■ **TASK TO CARRY OUT**
Produce a character-for-character copy of the data below.

■ **Stored dataset items**

■ ■ ■ ■

PR #1931, opened 2024-08-06
fix: Swap & bind framebuffer when taking screenshots, skip viewport resize on window/game res being the same, add MSAA samples setting

### LINKED ISSUE #1922: Taking screenshots results in corrupted/not-ideal images with a resized window when MSAA is enabled
### Describe the bug

Taking a screenshot with a window at a resolution other than the internal game resolution results in the screenshot either A. being only the game's internal resolution and the rest filled with solid black, or even worse B. corrupted in addition to A.

Examples of such screenshots can be found below.

### To Reproduce

1. Download the latest nightly build and run it.
2. Screenshot the game with F12.
3. Observe resulting screenshots

### Expected behavior

The game's screenshots should either A. be identical to what the window shows or B. be in native resolution. I'm going to assume the former is more desirable here.

### Screenshots / Video

ikemen003
ikemen045
ikemen046

Latest Nightly (7/31/2024)

### Operating system

Windows

screenshot glitch corruption nightly window resize

SuperFromND:
Fixes #1922.

For a more detailed explanation of this bug, see my replies to that issue. _Hopefully_ this is the last commit I have to make regarding screen resize regressions for a while!

### DIFF
--- a/data/system.base.def
+++ b/data/system.base.def
@@ -1638,8 +1638,11 @@
 	menu.itemname.menuvideo.resolution.customres = "Custom"
 	menu.itemname.menuvideo.resolution.back = "Back"
 	menu.itemname.menuvideo.fullscreen = "Fullscreen"
+	menu.itemname.menuvideo.keepaspect = "Keep Aspect Ratio"
+	menu.itemname.menuvideo.windowscalemode = "Bilinear Filtering"
 	menu.itemname.menuvideo.vretrace = "VSync"
 	menu.itemname.menuvideo.msaa = "MSAA"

■ ■ ■ ■

■ **RESPONSE TO THIS EXERCISE**
PR #1931, opened 2024-08-06
fix: Swap & bind framebuffer when taking screenshots, skip viewport resize on window/game res being the same, add MSAA samples setting

### LINKED ISSUE #1922: Taking screenshots results in corrupted/not-ideal images with a resized window when MSAA is enabled
### Describe the bug

Taking a screenshot with a window at a resolution other than the internal game resolution results in the screenshot either A. being only the game's internal resolution and the rest filled with solid black, or even worse B. corrupted in addition to A.

Examples of such screenshots can be found below.

### To Reproduce

1. Download the latest nightly build and run it.
2. Screenshot the game with F12.
3. Observe resulting screenshots

### Expected behavior

The game's screenshots should either A. be identical to what the window shows or B. be in native resolution. I'm going to assume the former is more desirable here.

### Screenshots / Video

ikemen003
ikemen045
ikemen046

Latest Nightly (7/31/2024)

### Operating system

Windows

screenshot glitch corruption nightly window resize

SuperFromND:
Fixes #1922.

For a more detailed explanation of this bug, see my replies to that issue. _Hopefully_ this is the last commit I have to make regarding screen resize regressions for a while!

### DIFF
--- a/data/system.base.def
+++ b/data/system.base.def
@@ -1638,8 +1638,11 @@
 	menu.itemname.menuvideo.resolution.customres = "Custom"
 	menu.itemname.menuvideo.resolution.back = "Back"
 	menu.itemname.menuvideo.fullscreen = "Fullscreen"
+	menu.itemname.menuvideo.keepaspect = "Keep Aspect Ratio"
+	menu.itemname.menuvideo.windowscalemode = "Bilinear Filtering"
 	menu.itemname.menuvideo.vretrace = "VSync"
 	menu.itemname.menuvideo.msaa = "MSAA"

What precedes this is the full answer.